Subquadratic Algorithms for Algebraic 3SUM

Abstract

The 3SUM problem asks if an input n-set of real numbers contains a triple whose sum is zero. We qualify such a triple of degenerate because the probability of finding one in a random input is zero. We consider the 3POL problem, an algebraic generalization of 3SUM where we replace the sum function by a constant-degree polynomial in three variables. The motivations are threefold. Raz et al. gave an $$O(n^{11/6})$$ upper bound on the number of degenerate triples for the 3POL problem. We give algorithms for the corresponding problem of counting them. Gronlund and Pettie designed subquadratic algorithms for 3SUM. We prove that 3POL admits bounded-degree algebraic decision trees of depth $$O(n^{12/7+\varepsilon })$$ , and we prove that 3POL can be solved in $$O(n^2 {(\log \log n)}^{3/2} / {(\log n)}^{1/2})$$ time in the real-RAM model, generalizing their results.

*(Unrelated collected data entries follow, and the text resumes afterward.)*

PR #399, opened 2022-01-26
feat(params): add bootstrappers

Wondertan:
Just added a list of boostrappers

### DIFF
--- a/CHANGELOG-PENDING.md
+++ b/CHANGELOG-PENDING.md
@@ -21,6 +21,7 @@ Month, DD, YYYY
 
 ### IMPROVEMENTS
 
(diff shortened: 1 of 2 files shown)


Wondertan:
I tested manually by connecting to those addresses.

liamsi (approved):
I'd prefer if these was in a config file instead of hardcoded but that is OK.

renaynay:
@liamsi geth also hardcodes them, this is normal.

liamsi:
> geth also hardcodes them, this is normal.

per network / testnet?

Wondertan:
Moreover, everyone hardcodes them besides tendermint networks and they should do this as well.

PR #55, opened 2021-09-10
core: add tests for remote node

renaynay:
This PR adds test for remote core node. 

#51 depends on this PR.

PR #407, opened 2022-01-31
feat: make cli more portable and implement ability to add custom services

evan-forbes:
The goal of this PR is to explore easy ways to for us to add custom functionality to a celestia-node. It spawned from the `dalc`'s need to access the `header.Store`. Rather than exporting a `header.Store` field in `node.Node`, this PR makes it possible for the `dalc` to act as a plugin, creating a `celestia` binary that incorporates the additional services and initialization processes.

it features a new `node.Plugin` interface, which is passed to functions that create the `rootCmd` cli command, and is used to add additional services to celestia-node.

the dalc uses this new feature to run optimint specific services in [#55](https://github.com/celestiaorg/dalc/pull/55)


node/node.go
```diff
@@ -59,12 +59,16 @@ type Node struct {
 
 	DASer *das.DASer `optional:"true"`
 
+	// PluginOutlet serves as an arbitrary type for plugins to return so that fx
+	// will call them
+	PluginOutlet
```
evan-forbes, line 64: Plugins have to have a service that initializes this `PluginOutlet` types so that fx will call them at all.

node/node.go
```diff
@@ -80,11 +84,16 @@ func New(tp Type, store Store, options ...Option) (*Node, error) {
...
+		pluginComponents[i] = plug.Components(cfg, store)
+	}
+
 	switch tp {
 	case Bridge:
-		return newNode(bridgeComponents(cfg, store), s.overrides())
+		return newNode(bridgeComponents(cfg, store), fxutil.Options(pluginComponents...), s.overrides())
 	case Light:
-		return newNode(lightComponents(cfg, store), s.overrides())
+		return newNode(lightComponents(cfg, store), fxutil.Options(pluginComponents...), s.overrides())
```
evan-forbes, line 96: the components/services that a plugin returns are passed to the node

evan-forbes (commented):
marking this ready for review

evan-forbes:
I'll leave this open for further review, but I think its best to wait until the entire team can look at these changes, as they weren't discussed anywhere previously.

node/init.go
```diff
@@ -12,7 +12,7 @@ import (
 
 // Init initializes the Node FileSystem Store for the given Node Type 'tp' in the directory under 'path' with
 // default Config. Options are applied over default Config and persisted on disk.
-func Init(path string, tp Type, options ...Option) error {
+func Init(path string, tp Type, plugs []Plugin, options ...Option) error {
```
liamsi, line 15: Could the plugs also be Options somehow?

evan-forbes:
> I'm inclined to insist for an ADR that a) motivates this change and b) explains the decision, or, at least some light weight docs that empower devs to use this feature. WDYT?

Yep, that makes perfect sense. Ideally that should have been the process all along, but I didn't really realize that this was needed until actually working on it. I should be able write the ADR pretty quick since the code is already mostly completed.

evan-forbes:
converted to a draft until a decision for #414 is made

liamsi:
IMO: we should merge this unless the node team thinks this introduces too much technical debt. I don't see how this would be the case though. With the removal of fxutils a some of the existing code base has to be overhauled anyways. I don't think this PR would change this massively.

Wondertan:
Wasn't able to review it on the weekends, as I was focusing on release. Once is done, I will start working on Public API for celestia-node and this work will be highly relevant, so I'll review it for sure.

renaynay:
@evan-forbes you were a visionary ❤️

Bidon15:
Closing this in favour of new one. 
https://github.com/celestiaorg/celestia-node/issues/1369

Thank you for the visionary PR :giga-chad: ❤️

PR #237, opened 2021-11-23
node/p2p: Deduplicate PubSub msgs

Wondertan:
Closes #236

Issue #306, opened 2021-12-21
Blocker for updating libp2p/ipfs libs


Wondertan:
Why kinda? Because we can't update most of libp2p and ipfs deps, until we don't upgrade NMT-IPLD to support conversion to ipld/go-ipld-prime.

Why? Because there was an interface change in go-datastore which affected all the PL repos relying on go-datastore, roughly 80%.

Why is that a problem? The IPFS migration to go-ipld-prime happened before this massive go-datastore(DS) migration, so if you want to use the latest go-libp2p, it forces you to rely on the patched go-datastore, which forces you to rely on the patched go-merkledag, which forces you to use go-ipld-prime.

Without updating to the latest libp2p stuff we loosing sometimes important bug fixes and optimizations(mostly in bitswap related) and peer store memory leaks. Fortunately, there is one more reason to migrate to go-ipld-prime (or ipldv1).

renaynay:
![Uploading Screenshot 2022-02-03 at 09.54.49.png…]()

renaynay:
<img width="1012" alt="Screenshot 2022-02-03 at 09 54 49" src="https://user-images.githubusercontent.com/41963722/152310851-cf0a0fc4-dd04-4143-9f5a-5512bba0590a.png">

liamsi:
Can we at least include which versions we are talking about?

Wondertan:
@liamsi, I removed the old confusing description with a new shorter, while, I believe, a more descriptive one and added a version number for the conflicting dependency.

PR #409, opened 2022-02-02
service/header: fix ExtendedHeader message duplicates on the network

Wondertan:
## What
Finally, a fix to solve this longstanding issue. 

## How
By using a new feature in libp2p/go-libp2p-pubsub#468 we can now implement custom per-topic message id generation where for the 'HeaderSub' we avoid Signatures from being hashed.

## TODO
- [ ] An integration test to assert this is exactly true
- [ ] Manually deploy a segregated network of Bridge nodes and assert that light nodes do not receive duplicates occasionally. 

Closes #237

### DIFF
--- a/go.mod
+++ b/go.mod
@@ -45,4 +45,7 @@ require (
 	go.uber.org/zap v1.20.0
 )
 
-replace github.com/tendermint/tendermint v0.34.14 => github.com/celestiaorg/celestia-core v0.34.14-celestia
+replace (
+	github.com/libp2p/go-libp2p-pubsub v0.5.7-0.20211029175501-5c90105738cf => github.com/celestiaorg/go-libp2p-pubsub v0.5.7-0.20220202152246-c33ecdf03b34
+	github.com/tendermint/tendermint v0.34.14 => github.com/celestiaorg/celestia-core v0.34.14-celestia
+)
--- a/service/header/p2p_subscriber.go
+++ b/service/header/p2p_subscriber.go
@@ -6,6 +6,8 @@ import (
 
 	"github.com/libp2p/go-libp2p-core/peer"
 	pubsub "github.com/libp2p/go-libp2p-pubsub"
+	pb "github.com/libp2p/go-libp2p-pubsub/pb"
+	"github.com/minio/blake2b-simd"
 )
 
 // PubSubTopic hardcodes the name of the ExtendedHeader
@@ -30,7 +32,7 @@ func NewP2PSubscriber(ps *pubsub.PubSub) *P2PSubscriber {
 // Start starts the P2PSubscriber, registering a topic validator for the "header-sub"
 // topic and joining it.
 func (p *P2PSubscriber) Start(context.Context) (err error) {
-	p.topic, err = p.pubsub.Join(PubSubTopic)
+	p.topic, err = p.pubsub.Join(PubSubTopic, pubsub.WithTopicMessageIdFn(msgID))
 	return err
 }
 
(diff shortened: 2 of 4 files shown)


go.mod
```diff
@@ -45,4 +45,7 @@ require (
 	go.uber.org/zap v1.20.0
 )
 
-replace github.com/tendermint/tendermint v0.34.14 => github.com/celestiaorg/celestia-core v0.34.14-celestia
+replace (
+	github.com/libp2p/go-libp2p-pubsub v0.5.7-0.20211029175501-5c90105738cf => github.com/celestiaorg/go-libp2p-pubsub v0.5.7-0.20220202152246-c33ecdf03b34
```
Wondertan, line 49: A hack to do less work, but still have the newest pubsub features, excluding the commit that breaks dependencies for us(#306)

adlerjohn:
#237 seems like a PR, did you link to the right thing?

service/header/p2p_subscriber.go
```diff
@@ -78,3 +80,36 @@ func (p *P2PSubscriber) Broadcast(ctx context.Context, header *ExtendedHeader) e
...
+		log.Errorw("unmarshalling header while computing msg id", "err", err)
+		return msgID(pmsg.Data)
+	}
+
+	// IMPORTANT NOTE:
+	// Due to the nature of the Tendermint consensus, validators don't collect all commit signatures,
+	// but only the minimum required amount of them(+2/3 of power). Also, signatures are collected asynchronously.
+	// So for, each validator may have a different set of minimally required signatures causing nondeterminism in
+	// the header message gossiped over the network. Subsequently, this causes message duplicates as each Bridge Node,
+	// connected to personal a validator, sends the validaotor's own view of commits of effectively the same header.
```
adlerjohn, line 103:
```suggestion
	// Due to the nature of the Tendermint consensus, validators don't necessarily collect commit signatures from the entire validator set,
	// but only the minimum required amount of them (>2/3 of voting power). In addition, signatures are collected asynchronously.
	// Therefore, each validator may have a different set of signatures that pass the minimum required voting power threshold, causing nondeterminism in
	// the header message gossiped over the network. Subsequently, this causes message duplicates as each Bridge Node,
	// connected to a personal validator, sends the validaotor's own view of commits of effectively the same header.
```

adlerjohn (commented):
Nice fix! Left a comment nit.

service/header/p2p_subscriber.go
```diff
@@ -78,3 +80,36 @@ func (p *P2PSubscriber) Broadcast(ctx context.Context, header *ExtendedHeader) e
...
+	//
+	// To solve the problem above, we exclude nondeterministic value from message id calculation
+	h.Commit.Signatures = nil
+
+	data, err := MarshalExtendedHeader(h)
+	if err != nil {
+		log.Errorw("unmarshalling header while computing msg id", "err", err)
```
renaynay, line 110:
```suggestion
		log.Errorw("marshalling header while computing msg id", "err", err)
```

service/header/p2p_subscriber.go
```diff
@@ -78,3 +80,36 @@ func (p *P2PSubscriber) Broadcast(ctx context.Context, header *ExtendedHeader) e
...
+func msgID(pmsg *pb.Message) string {
+	msgID := func(data []byte) string {
+		hash := blake2b.Sum256(data)
+		return string(hash[:])
+	}
+
+	h, err := UnmarshalExtendedHeader(pmsg.Data)
+	if err != nil {
+		log.Errorw("unmarshalling header while computing msg id", "err", err)
+		return msgID(pmsg.Data)
```
renaynay, line 95: So i guess technically if we run into some marshalling errs in this msgID function, then we *could* have duplicated header messages in the network, but it's unlikely right?

Wondertan:
Thank you for catching this. No, I linked the wrong thing.
> #237 seems like a PR, did you link to the right thing?

Wondertan:
Just tested manually on my node that this works as expected and there are no duplicate header logs anymore!
YAY!!! 🎉

service/header/p2p_subscriber.go
renaynay: ack

renaynay (approved):
LGTM

adlerjohn (approved):

Wondertan:
A quick note that we are now maintaining our own fork of pubsub due to https://github.com/celestiaorg/celestia-node/pull/409#discussion_r797772373

Wondertan:
A quick note that we are now maintaining our own fork of pubsub due to https://github.com/celestiaorg/celestia-node/pull/409#discussion_r797772373

liamsi (commented):
Looks good! No objections from my side. I'd give the inner `msgID` function a different name though.

service/header/p2p_subscriber.go
```diff
@@ -78,3 +80,38 @@ func (p *P2PSubscriber) Broadcast(ctx context.Context, header *ExtendedHeader) e
 	}
 	return p.topic.Publish(ctx, bin)
 }
+
+// msgID computes an id for a pubsub message
+// TODO(@Wondertan): This cause additional allocations per each recvd message in the topic. Find a way to avoid those.
+func msgID(pmsg *pb.Message) string {
+	msgID := func(data []byte) string {
```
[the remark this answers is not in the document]
Wondertan: Ok

go.mod
Wondertan: Yop

Wondertan: Done https://github.com/celestiaorg/celestia-node/issues/436

Wondertan: Note that fixing this would indirectly require an update to IPLDv1, which we should do at some point anyway.

liamsi (approved):

renaynay (approved):
LGTM
+1 to  @liamsi comment re: issue for dep

PR #3663, opened 2024-08-16
fix(nodebuilder/state): overwrite state flags only if they were passed explicitly

### LINKED ISSUE #3661: State.DefaultKeyName value from config .toml is not respected
after 0.15.0 upgrade node doesn't read correct wallet name from config.toml, it looks for `my_celes_key` name 
instead.

adding `--keyring.keyname my_different_key_name` flag resolves the issue.

vgonkivs:
Closes #3661


cristaloleg (approved):
SGTM

Wondertan (approved):

renaynay (approved):

PR #3668, opened 2024-08-20
ci: harder version regexp

cristaloleg:
I have found that our regexp isn't strict enough. See https://regex101.com/r/wr3QE8/1


vgonkivs (approved):

renaynay (approved):
utack

walldiss (approved):

PR #3675, opened 2024-08-22
feat!: Live, laugh, Shwap

Wondertan:
This PR aims to merge Shwap into the `main` branch.

Reworks ~60% of the codebase. 

Commits must be merged without squashing.

image


nodebuilder/tests/reconstruct_test.go
```diff
@@ -36,6 +36,7 @@ Steps:
 5. Check that a FN can retrieve shares from 1 to 20 blocks
 */
 func TestFullReconstructFromBridge(t *testing.T) {
+	t.Skip()
```
cristaloleg, line 39: Why these 3 tests?

share/availability/full/testing.go
```diff
@@ -1,56 +1,57 @@
...
-	err = store.Start(context.Background())
-	require.NoError(t, err)
-
-	t.Cleanup(func() {
-		err = store.Stop(context.Background())
-		require.NoError(t, err)
-	})
-	return NewShareAvailability(store, getter)
-}
+//
```
cristaloleg, line 3: Why commented?

share/availability/light/testing.go
```diff
@@ -1,107 +1,108 @@
...
-}
-
-func (m onceGetter) GetSharesByNamespace(
-	_ context.Context,
-	_ *header.ExtendedHeader,
-	_ share.Namespace,
-) (share.NamespacedShares, error) {
-	panic("not implemented")
-}
+//
```
cristaloleg, line 3: Why commented?

share/availability/full/testing.go
Wondertan: Because we decided to leave reconstruction out of the scope of the initial release and the tests are not compiling. We keep them around so we can quickly refactor them once we back at the reconstruction problem.

nodebuilder/tests/reconstruct_test.go
Wondertan: They are temporarily skipped until we come back to reconstruction. Agree though that adding a reason string to Skip would be helpful cc @walldiss

store/striplock.go
```diff
@@ -0,0 +1,55 @@
...
+)
+
+// TODO: move to utils
+type striplock struct {
+	heights    []*sync.RWMutex
+	datahashes []*sync.RWMutex
+}
+
+type multiLock struct {
+	mu []*sync.RWMutex
```
cristaloleg, line 16: Do we need `RWMutex` ? Looks like `Mutex` will be enough.

cristaloleg: Also, do we need a slice? looks like we only using 2 values at most

store/metrics.go
```diff
@@ -0,0 +1,150 @@
...
+	m.unreg = unreg
+	return nil
+}
+
+func (m *metrics) observePut(ctx context.Context, dur time.Duration, size uint, failed bool) {
+	if m == nil {
+		return
+	}
+	if ctx.Err() != nil {
+		ctx = context.Background()
```
cristaloleg, line 90: Same here, infinite ctx.

cristaloleg: See above the same

store/striplock.go
Wondertan: Read lock is used in the store itself

Wondertan: Yes, the slice is needed and there are actually 1024 entries in it

cristaloleg: Thx

walldiss (approved):
Looks harmless. Let’s ship

renaynay (approved):
с богом

PR #3677, opened 2024-08-22
chore(ci): add lint imports ci action

walldiss:
Adds lint imports check to CI to ensure imports order is correct. Found by failed lint locally, that was green in ci.

### DIFF
--- a/.github/workflows/go-ci.yml
+++ b/.github/workflows/go-ci.yml
@@ -49,7 +49,7 @@ jobs:
 
   lint-imports:
     needs: [setup]
-    name: Sort Imports
+    name: Lint Imports
     runs-on: ubuntu-latest
 
     steps:
--- a/.github/workflows/go-ci.yml
+++ b/.github/workflows/go-ci.yml
@@ -47,6 +47,24 @@ jobs:
           version: v1.59
           skip-cache: true
 
+  lint-imports:
+    needs: [setup]
+    name: Sort Imports
+    runs-on: ubuntu-latest
+
+    steps:
+      - uses: actions/checkout@v4
+
+      - uses: actions/setup-go@v5
+        with:
+          go-version: ${{ inputs.go-version }}
+
+      - name: install goimports-reviser
+        run: go install -v github.com/incu6us/goimports-reviser/v3@latest
+
+      - name: lint imports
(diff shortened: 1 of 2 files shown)


.github/workflows/go-ci.yml
```diff
@@ -47,6 +47,24 @@ jobs:
...
+
+    steps:
+      - uses: actions/checkout@v4
+
+      - uses: actions/setup-go@v5
+        with:
+          go-version: ${{ inputs.go-version }}
+
+      - name: install goimports-reviser
+        run: go install -v github.com/incu6us/goimports-reviser/v3@latest
```
cristaloleg, line 63: Why this linter? Are we using it at all?

cristaloleg: Also, I see install but no start.

walldiss: >Why this linter? Are we using it at all?

It is a linter, that checks the `make sort-imports` command has been ran on the repo. And util is a part of `make lint` command, that is used to check lint rules locally. 

> Also, I see install but no start.

It is run in the following command: `make lint-imports`

walldiss: For the context: we use this util, because 
- golangci-lint imports order linter does not have `fix` option to quickly order of the imports the way we like. This util provides both `linter` and `fmt`
- it is a bit stricker than golangci-lint linter and groups imports into 4 groups: 
    - std
    - local repo
    -  same org
    -  external orgs

vgonkivs (approved):

.github/workflows/go-ci.yml
cristaloleg: >It is run in the following command: make lint-imports

```
lint: lint-imports
	@echo "--> Running linter"
	@golangci-lint run
	@markdownlint --config .markdownlint.yaml '**/*.md'
	@cfmt --m=120 ./...
.PHONY: lint
```

huh?

walldiss: First line embeds `lint-imports`:
```
lint: lint-imports
```

cristaloleg: Oh, thanks.

cristaloleg (approved):

PR #3678, opened 2024-08-22
chore(lint): bump golang-ci lint to 1.60

walldiss:
Bump linter and fix errors caused by upgrade.

### DIFF
--- a/.golangci.yml
+++ b/.golangci.yml
@@ -13,7 +13,7 @@ linters:
     # - funlen
     # - gochecknoglobals
     # - gochecknoinits
-    - exportloopref
+    - copyloopvar
     - gocheckcompilerdirectives
     - goconst
     - gocritic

Finally, we shed light on the General Position Testing (GPT) problem: “Given n points in the plane, do three of them lie on a line?”, a key problem in computational geometry: we show how to solve GPT in subquadratic time when the input points lie on a small number of constant-degree polynomial curves. Many other geometric degeneracy testing problems reduce to 3POL.